We also performed classification using the independent T2D datasets (25 T2D and 71 controls). Among the 241 candidate genes, 179 genes were included in the T2D samples. On the threefold cross-validation, we obtained the AUC value of 0.9543. The AUC value of randomly selected 180 genes was 0.9458 and the predictive performances using other possible gene pairs were also high (Supplementary Table S6). This indicates that gene expression levels between T2D samples and controls in pancreatic islets were significantly different for most genes.

Application of the proposed model to another AD dataset

We applied the proposed model to another AD dataset. For AD, ADNI was used instead of gene expression datasets of GSE63060 and GSE63061. For T2D, the same gene expression data (GSE78721) was used. When we try to find the optimal number of clusters for the ADNI dataset, the optimal rank k of the ADNI dataset was 2 (Supplementary Fig. S2). At least three clusters are required to determine significant differences in the distribution of each gene between clusters with the Kruskal-Wallis and Dunn test. Thus, as an alternative, we clustered the ADNI data with the non-optimal rank k = 3, resulting that 116 AD patients were clustered into three clusters with 17, 54, and 45 samples, respectively (Supplementary Table S7). When the pathway enrichment analysis was performed for genes in each cluster, the ADNI \(M_3^+\) gene cluster contained the largest number of T2D-related pathways and followed by \(M_1^+\). Among 41 hyperglycemic AD patients, the largest 19 belonged to ADNI S3. However, the proportion of hyperglycemic AD patients in each ADNI sample cluster was the highest in ADNI S1 followed by S3 (S1 = 0.47%, S2 = 0.259%, and S3 = 0.422%), which implies that the characteristics of patients of \(S_1\) and \(S_3\) are similar and can be merged for the high risk subgroup of T2D.

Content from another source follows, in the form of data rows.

PR #21616, opened 2023-03-10
Fix: Latest Chrome release breaks sticky effects [ED-10063]

louiswol94:


udidol (commented):
Test?
You can load a frontend/editor page and evaluate the device mode. Before the fix it should be `widescreen`, after the fix it should be `desktop`.

To verify try running the test on `develop` then on your branch. Develop should fail and yours should pass.

louiswol94:
@udidol Test added.

udidol (approved):

tests/playwright/sanity/device-mode.test.js
```diff
@@ -0,0 +1,22 @@
...
+		await editor.addWidget( 'heading', container );
+		await editor.publishAndViewPage();
+		await page.waitForSelector( '.e-con' );
+
+		const deviceMode = await page.evaluate( () => {
+			return elementorFrontend.getCurrentDeviceMode();
+		} );
+
+		const isInDesktopMode = 'desktop' === deviceMode;
+
```
hein-obox, line 19: I believe it is good to test all device modes, especially for all the additional breakpoints. 

On frontend, see my code for the nav menu for reference: https://github.com/elementor/elementor-pro/blob/99e6e591e1a19e843152bd2181d2a3b900d0c095/tests/playwright/sanity/navMenu.test.js#L193. 

If you would like to test it in the editor, you can check the Nested Tabs tests.

hein-obox (approved):

PR #21646, opened 2023-03-13
Internal: Fix onboarding dark mode issues

arielk:


core/common/app.php
```diff
@@ -245,6 +245,11 @@ private function enqueue_theme_ui_styles() {
 			}
 		}
 
+		if ( in_array( current_action(), [ 'admin_enqueue_scripts' ], true ) ) {
```
KingYes, line 248:
```suggestion
		if ( 'admin_enqueue_scripts' === current_action() ) {
```

KingYes (approved):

Additionally, there was no difference between the age of patients in \(S_1\) and \(S_3\), but the age of patients of \(S_2\) was significantly lower than those of \(S_1\) and \(S_3\) (p values were 0.0013 and 0.0207 with a one-way ANOVA test, respectively). We also performed a one-way ANOVA test for APOE4 among subgroups of AD patients and observed no significant difference between APOE4 (p value as 0.35). Therefore, the proposed method may cluster patients that have some similar clinical characteristics such as the age, but not all of subgroups were clustered by these characteristics.

Conclusion

We have provided a methodological and analytical approach for identifying correlations between AD and T2D at the genetic level. Since the AD dataset does not contain information about whether the AD patients have T2D or not, it is important to define subgroups of AD; the same is true for T2D. Because the conventional NMF is not suitable for this task, we developed a method of gene selection from gene expression data. After applying NMF to gene expression data, additional conditions were taken into account for detecting distinct characteristics of subgroups. Genes with significant differences in expression levels in each patient groups (AD and T2D) were first selected to screen patients with AD associated with T2D and patients with T2D associated with AD. We identified genes that characterize these specific AD and T2D patients and identified the potential relationship between the two diseases based on gene expression profiles. To validate these potential relationships from candidate genes, prediction errors of the classification between AD and controls from logistic regression were compared with randomly selected genes in an independent AD dataset. Inclusion of the candidate genes significantly increased the AUC values in classifying AD from controls compared with randomly selected genes.

In conclusion, we provide new insights for extracting differentially expressed genes with relative differences in a specific patient group. These genes were enriched with pathways related to both AD and T2D such as T cell selection and chemokine pathways. As AD patients have genetic heterogeneity, the investigation of commonly dysregulated pathways in AD and T2D can enhance personalized medical cares for a subgroup of AD. Further studies are needed to reveal the relationships among AD and other AD-related diseases which could improve the prevention and treatment of AD.